Özellikle sabahları belinizde bir tutulma, sertleşme harekette kısıtlılık fark ediyor, ancak gün içinde düzeldiğini hissediyorsanız, sevinmeyin.AS oldugunuzdan şüphelenmenizi gerektirecek temel belirti budur. AS de tutulma hareketsizlik zamanı artar hareketle azalır.
-Gece terlemesi,
Geceleri bel, boyun ve sırtınızda terleme hissediyorsanız, vucudunuzda ters giden bir şeyler oldugundan şüphelenmeniz ve yukardaki septomlarında olması halinde AS oldugunuzdan şüphelenebilirsiniz.

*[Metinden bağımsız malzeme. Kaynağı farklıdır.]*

PR #16857, opened 2019-04-15
Fix sum infershape issue

zhaoyuchen2018:
if dim is -1, compile time check fails.

test=develop


phlrain (approved):
LGTM

PR #16860, opened 2019-04-15
Fix bug: long vgg-utest testing time 

junjun315:
Use only part of the test set data validation program, Solve the problem of long unit testing time.Reduce test time from 300 seconds to less than 30 seconds（with dataset cached）


luotao1 (approved):
LGTM

PR #16875, opened 2019-04-15
Improve preprocessing script and read from tar

lidanqing-intel:
Improve the script. Read from tar file directly without extracting to folders.

Resnet50 and mobilenet accuracy on generated full dataset:

**Resnet50:**
Avg top1 INT8 accuracy: 0.7652
Avg top1 FP32 accuracy: 0.7663

**Mobilenet:**
Avg top1 INT8 accuracy: 0.7035
Avg top1 FP32 accuracy: 0.7078

The checksum changed because the order of the data now is the same with the contents order in tar file, not the order of image filenames.


lidanqing-vv:
@kbinias

PR #16880, opened 2019-04-15
[MKL-DNN] Made Tensor::Resize() invalidate mkl-dnn related content

jczaja:
Changes discussed here are introducing invalidation of MKL-DNN format and layout stored in Tensor, when Tensor::Resize is called. Reason is that when Resize is called  Tensor dims are to change so
mkldnn format is no longer relevant. For example we have Tensor of 3D shape (mkldnn format: ncw) and then Resize is called to change Tensor dim's shape to 2D . Leaving format set to mkldnn::format::ncw may result in a functional problems later on.

Problem was detected when Transformer using MKL-DNN was executed, but using only
one mkldnn op: "elementwise_add". Result was a crash. With this fix crash is not appearing.

### DIFF
--- a/paddle/fluid/framework/tensor.cc
+++ b/paddle/fluid/framework/tensor.cc
@@ -96,7 +96,15 @@ Tensor Tensor::Slice(int64_t begin_idx, int64_t end_idx) const {
 }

Genellikle yastıgınız sabahları boyun bölgesinden ıslak ve nemli olacaktır.
inanilmaz bel agrilarına , sürekli ilac kullanmanıza neden olan, her sabaha agriyla uyandiran, kışın süründüren , yazın ise yıldıran bir hastalık.

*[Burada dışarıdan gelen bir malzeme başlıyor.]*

PR #16899, opened 2019-04-16
Support cross compilation for ARM

hjchen2:
Enable setting thread number in Anakin Config

Fix code style

Reduce cmake file changes

test=release/1.4


Superjomn (approved):
LGTM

bel ağrısının en ilerlemiş halidir, romatizmal olanıdır, çok ağrı verir özellikle de hareketsiz kalındığında, sabaha karşı vesaire ağrıları azaltmak için ise yaz aylarında bol bol yüzmek ve kış aylarında ise doktorunuzun verdiği egzersiz hareketleriyle belkdeki kasları güçlendirmek suretiyle çözüme az da olsa kavuşmak. ha bu arada bu hastalığın net çözümü yok ölesiye kadar sizinle ne kadar benimserseniz de o kadar az ağrı verir.
benimde içinde bulunduğum aktif dönemi baya bi ağrılı geçen eklemlerde şişlik ve kızarıklık meydana getiren hastalık. şu an 4 gündür ayrılmaz bi bütün oluşturduğum yatağımdan yazıorum. o derece kötü bi hastalıktır.
düşmanınıza beddua olarak ''ankilozan spondilit ol'' diyebileceğiniz türden ağrılı ve hareket kısıtlamalı bir hastalıktır.
kendimde olduğunu yeni öğrendiğim hastalık. şu an şiddetli bir şekilde beni rahatsız etmese bile hastalık hakkında yazılan yorumları okudukça dibe batıyorum. *
son 2 yıldır iğne (enbrel)ondan önceki 3 yıl hap ile tedavisini gördüğüm hastalık, az önce iğnemi vurdum da bi enty gireyim dedim. türkiye`de teşhisi koyulana kadar epey zahmet çektim.

(bkz: öldürmez süründürür)

ama yine de olabildiğince pozitif olmanızı gerektiren bir hastalık.
ayrıca ilaçlarının ağır yan etkileri vardır. (bkz: verem) ppd testi yapılıp iğneli tedaviye başlandıktan sonra epey bi süre inh(anti tuberkuloz) tavsiye edilir.

seviyoruz. alıştım ben ya.
ilaçlarla mide nasıl delinir insana öğreten hastalık.